STORED DATA:
PR #2089, opened 2026-09-02
Link alternate house gang lists to their root gang type so house iden…

Djidiouf:
…tity is a foreign key, not a name prefix.

## Summary

- Add ``parent_gang_type_id`` on ``gang_types`` so N26 gang lists (Wyld Hunt, Chymist Cult, Furnace Brutes, Unborn) reference their house.
- Keep the tree one level deep (parent must be a root) and backfill existing colon-named rows in the same edition.

**Why:** those gang lists are separate ``gang_types`` rows with their own fighter catalogs, but they are still House Escher / House Goliath for hatred, the list of gangs when creating a gang, and for potential other effects applying to a whole House. The only link today is the name (``House Escher: Wyld Hunt``). That is not a join key: ``Variant: Chaos Corrupted`` also contains a colon, and ``ILIKE 'House Escher%'`` is unsafe. Without a parent FK, unhiding the lists would treat them as extra houses, and Hatred (type of gang) on House Escher would not cover Wyld Hunt or Chymist Cult. This is also needed to add a secondary choice when creating a gang where a user chooses House Escher, for them to select if they want the standard gang, or one of the child gang (ie. Chymist cult, Wyld hunt)

## Type of change

- [ ] Bug fix
- [ ] Feature
- [ ] Refactor
- [ ] Docs
- [x] Schema / migration

## How I tested

- [x] Migration not applied yet
- [ ] After apply: four children parented to House Escher / House Goliath; ``Variant: …`` rows stay roots

## Database

- [x] Migration added under ``supabase/migrations/``
- [x] RPC/SQL function changed: updated both ``supabase/migrations/`` and the matching file under ``supabase/functions/``

### Migration status

## Risk / rollout

- Low — additive nullable column, no app callers yet. Apply the migration before this PR is merged (or before the functions file is deployed from ``main``), or the ``UPDATE OF parent_gang_type_id`` trigger will fail.

### DIFF
--- a/supabase/README.md
+++ b/supabase/README.md
@@ -60,3 +60,4 @@ Syncing of those files is not automatic. If you update a function on Supabase, m
 | notify_gang_invite           | campaign_gangs     | Sends notification for gang invites       |
 | enqueue_notification_email   | notifications      | Queues an outbound email for a new notification |
 | handle_new_user              | auth.users         | Creates a profiles row on signup (`on_auth_user_created`) |
+| gang_types_parent_must_be_root | gang_types       | Keeps parent_gang_type_id one level deep (parent must be a root) |
--- a/supabase/functions/gang_types_parent_must_be_root.sql
+++ b/supabase/functions/gang_types_parent_must_be_root.sql
@@ -1,0 +1,44 @@
+-- Keep gang_types.parent_gang_type_id one level deep: the parent must itself be
+-- a root, and a type that already has children cannot become a child.
+--
+-- DEPLOY ORDER: apply migration 20260902172743_add_gang_types_parent_gang_type_id.sql
+-- (which creates the column) BEFORE this trigger goes live. UPDATE OF
+-- parent_gang_type_id will fail if the column does not exist.
+
+CREATE OR REPLACE FUNCTION public.gang_types_parent_must_be_root()
+RETURNS trigger
+LANGUAGE plpgsql
+SET search_path = public
+AS $$
+BEGIN
+  IF NEW.parent_gang_type_id IS NOT NULL THEN
+    IF EXISTS (
+      SELECT 1
+      FROM public.gang_types
+      WHERE gang_type_id = NEW.parent_gang_type_id
+        AND parent_gang_type_id IS NOT NULL
+    ) THEN
+      RAISE EXCEPTION 'parent_gang_type_id must reference a root gang type';
+    END IF;
+
+    IF EXISTS (
+      SELECT 1
+      FROM public.gang_types
+      WHERE parent_gang_type_id = NEW.gang_type_id
+    ) THEN
+      RAISE EXCEPTION 'cannot set parent_gang_type_id on a gang type that is already a parent of other gang lists';
+    END IF;
+  END IF;
+
+  RETURN NEW;
+END;
+$$;
+
+REVOKE ALL ON FUNCTION public.gang_types_parent_must_be_root() FROM PUBLIC;
+REVOKE EXECUTE ON FUNCTION public.gang_types_parent_must_be_root() FROM anon, authenticated;
+
+DROP TRIGGER IF EXISTS gang_types_parent_must_be_root ON public.gang_types;
+CREATE TRIGGER gang_types_parent_must_be_root
+  BEFORE INSERT OR UPDATE OF parent_gang_type_id ON public.gang_types
+  FOR EACH ROW
+  EXECUTE FUNCTION public.gang_types_parent_must_be_root();
--- a/supabase/migrations/20260902172743_add_gang_types_parent_gang_type_id.sql
+++ b/supabase/migrations/20260902172743_add_gang_types_parent_gang_type_id.sql
@@ -112,12 +112,25 @@ CREATE TRIGGER gang_types_parent_must_be_root
   EXECUTE FUNCTION public.gang_types_parent_must_be_root();
 
 -- One-time name heuristic: "{parent}: {suffix}" whose parent exists as an exact
--- gang_type in the same edition. Does not match Variant: … (no type named Variant).
+-- gang_type in the same edition. starts_with, not LIKE, so %/_ in a name are
+-- literal. A scalar subquery raises if a child matches more than one root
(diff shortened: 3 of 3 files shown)


joeseos:
@Djidiouf Reviewed this against the current schema (confirmed `gang_types` already has the `gang_types_gang_type_id_edition_id_key UNIQUE (gang_type_id, edition_id)` needed for the composite FK, and that the `deploy_supabase_functions.yml` workflow auto-runs any changed `supabase/functions/*.sql` on push to `main`). Overall the design (nullable self-FK + one-level-deep trigger + backfill) is sound. A few things worth addressing before/at merge:

## Findings

**1. (Medium) Backfill `UPDATE` has no dry-run/uniqueness safeguard** — `supabase/migrations/20260902172743_..._id.sql`, lines ~117-123
```sql
UPDATE public.gang_types AS child
SET parent_gang_type_id = parent.gang_type_id
FROM public.gang_types AS parent
WHERE ...
  AND child.gang_type LIKE (parent.gang_type || ': %');
```
If a child row's name ever happens to match more than one root's `"<root>: %"` prefix (ambiguous join), plain `UPDATE ... FROM` picks a match nondeterministically rather than erroring — unlike `MERGE`, there's no cardinality check. With only 4 known children today this is low-probability, but since the PR's own "How I tested" section has the post-apply verification unchecked, I'd suggest running the `WHERE` clause as a plain `SELECT child.gang_type, parent.gang_type` first to confirm exactly the 4 expected 1:1 matches before letting the `UPDATE` run against prod.

**2. (Low) `LIKE` pattern built from table data isn't escaped** — same file, backfill `WHERE` clause
`parent.gang_type || ': %'` is passed straight into `LIKE`, so if any `gang_type` value itself contains a literal `%` or `_`, it's interpreted as a wildcard rather than a literal character (e.g. an underscore in a name would match any single character there). Data is curated, not attacker-controlled, so this isn't a security issue, just a correctness edge case — `starts_with(child.gang_type, parent.gang_type || ': ')` would be safer than `LIKE` here and reads a bit clearer too.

PROBLEM REQUIREMENTS: The listing above should be repeated in its entirety, unchanged.

ANSWER:
PR #2089, opened 2026-09-02
Link alternate house gang lists to their root gang type so house iden…

Djidiouf:
…tity is a foreign key, not a name prefix.

## Summary

- Add ``parent_gang_type_id`` on ``gang_types`` so N26 gang lists (Wyld Hunt, Chymist Cult, Furnace Brutes, Unborn) reference their house.
- Keep the tree one level deep (parent must be a root) and backfill existing colon-named rows in the same edition.

**Why:** those gang lists are separate ``gang_types`` rows with their own fighter catalogs, but they are still House Escher / House Goliath for hatred, the list of gangs when creating a gang, and for potential other effects applying to a whole House. The only link today is the name (``House Escher: Wyld Hunt``). That is not a join key: ``Variant: Chaos Corrupted`` also contains a colon, and ``ILIKE 'House Escher%'`` is unsafe. Without a parent FK, unhiding the lists would treat them as extra houses, and Hatred (type of gang) on House Escher would not cover Wyld Hunt or Chymist Cult. This is also needed to add a secondary choice when creating a gang where a user chooses House Escher, for them to select if they want the standard gang, or one of the child gang (ie. Chymist cult, Wyld hunt)

## Type of change

- [ ] Bug fix
- [ ] Feature
- [ ] Refactor
- [ ] Docs
- [x] Schema / migration

## How I tested

- [x] Migration not applied yet
- [ ] After apply: four children parented to House Escher / House Goliath; ``Variant: …`` rows stay roots

## Database

- [x] Migration added under ``supabase/migrations/``
- [x] RPC/SQL function changed: updated both ``supabase/migrations/`` and the matching file under ``supabase/functions/``

### Migration status

## Risk / rollout

- Low — additive nullable column, no app callers yet. Apply the migration before this PR is merged (or before the functions file is deployed from ``main``), or the ``UPDATE OF parent_gang_type_id`` trigger will fail.

### DIFF
--- a/supabase/README.md
+++ b/supabase/README.md
@@ -60,3 +60,4 @@ Syncing of those files is not automatic. If you update a function on Supabase, m
 | notify_gang_invite           | campaign_gangs     | Sends notification for gang invites       |
 | enqueue_notification_email   | notifications      | Queues an outbound email for a new notification |
 | handle_new_user              | auth.users         | Creates a profiles row on signup (`on_auth_user_created`) |
+| gang_types_parent_must_be_root | gang_types       | Keeps parent_gang_type_id one level deep (parent must be a root) |
--- a/supabase/functions/gang_types_parent_must_be_root.sql
+++ b/supabase/functions/gang_types_parent_must_be_root.sql
@@ -1,0 +1,44 @@
+-- Keep gang_types.parent_gang_type_id one level deep: the parent must itself be
+-- a root, and a type that already has children cannot become a child.
+--
+-- DEPLOY ORDER: apply migration 20260902172743_add_gang_types_parent_gang_type_id.sql
+-- (which creates the column) BEFORE this trigger goes live. UPDATE OF
+-- parent_gang_type_id will fail if the column does not exist.
+
+CREATE OR REPLACE FUNCTION public.gang_types_parent_must_be_root()
+RETURNS trigger
+LANGUAGE plpgsql
+SET search_path = public
+AS $$
+BEGIN
+  IF NEW.parent_gang_type_id IS NOT NULL THEN
+    IF EXISTS (
+      SELECT 1
+      FROM public.gang_types
+      WHERE gang_type_id = NEW.parent_gang_type_id
+        AND parent_gang_type_id IS NOT NULL
+    ) THEN
+      RAISE EXCEPTION 'parent_gang_type_id must reference a root gang type';
+    END IF;
+
+    IF EXISTS (
+      SELECT 1
+      FROM public.gang_types
+      WHERE parent_gang_type_id = NEW.gang_type_id
+    ) THEN
+      RAISE EXCEPTION 'cannot set parent_gang_type_id on a gang type that is already a parent of other gang lists';
+    END IF;
+  END IF;
+
+  RETURN NEW;
+END;
+$$;
+
+REVOKE ALL ON FUNCTION public.gang_types_parent_must_be_root() FROM PUBLIC;
+REVOKE EXECUTE ON FUNCTION public.gang_types_parent_must_be_root() FROM anon, authenticated;
+
+DROP TRIGGER IF EXISTS gang_types_parent_must_be_root ON public.gang_types;
+CREATE TRIGGER gang_types_parent_must_be_root
+  BEFORE INSERT OR UPDATE OF parent_gang_type_id ON public.gang_types
+  FOR EACH ROW
+  EXECUTE FUNCTION public.gang_types_parent_must_be_root();
--- a/supabase/migrations/20260902172743_add_gang_types_parent_gang_type_id.sql
+++ b/supabase/migrations/20260902172743_add_gang_types_parent_gang_type_id.sql
@@ -112,12 +112,25 @@ CREATE TRIGGER gang_types_parent_must_be_root
   EXECUTE FUNCTION public.gang_types_parent_must_be_root();
 
 -- One-time name heuristic: "{parent}: {suffix}" whose parent exists as an exact
--- gang_type in the same edition. Does not match Variant: … (no type named Variant).
+-- gang_type in the same edition. starts_with, not LIKE, so %/_ in a name are
+-- literal. A scalar subquery raises if a child matches more than one root
(diff shortened: 3 of 3 files shown)


joeseos:
@Djidiouf Reviewed this against the current schema (confirmed `gang_types` already has the `gang_types_gang_type_id_edition_id_key UNIQUE (gang_type_id, edition_id)` needed for the composite FK, and that the `deploy_supabase_functions.yml` workflow auto-runs any changed `supabase/functions/*.sql` on push to `main`). Overall the design (nullable self-FK + one-level-deep trigger + backfill) is sound. A few things worth addressing before/at merge:

## Findings

**1. (Medium) Backfill `UPDATE` has no dry-run/uniqueness safeguard** — `supabase/migrations/20260902172743_..._id.sql`, lines ~117-123
```sql
UPDATE public.gang_types AS child
SET parent_gang_type_id = parent.gang_type_id
FROM public.gang_types AS parent
WHERE ...
  AND child.gang_type LIKE (parent.gang_type || ': %');
```
If a child row's name ever happens to match more than one root's `"<root>: %"` prefix (ambiguous join), plain `UPDATE ... FROM` picks a match nondeterministically rather than erroring — unlike `MERGE`, there's no cardinality check. With only 4 known children today this is low-probability, but since the PR's own "How I tested" section has the post-apply verification unchecked, I'd suggest running the `WHERE` clause as a plain `SELECT child.gang_type, parent.gang_type` first to confirm exactly the 4 expected 1:1 matches before letting the `UPDATE` run against prod.

**2. (Low) `LIKE` pattern built from table data isn't escaped** — same file, backfill `WHERE` clause
`parent.gang_type || ': %'` is passed straight into `LIKE`, so if any `gang_type` value itself contains a literal `%` or `_`, it's interpreted as a wildcard rather than a literal character (e.g. an underscore in a name would match any single character there). Data is curated, not attacker-controlled, so this isn't a security issue, just a correctness edge case — `starts_with(child.gang_type, parent.gang_type || ': ')` would be safer than `LIKE` here and reads a bit clearer too.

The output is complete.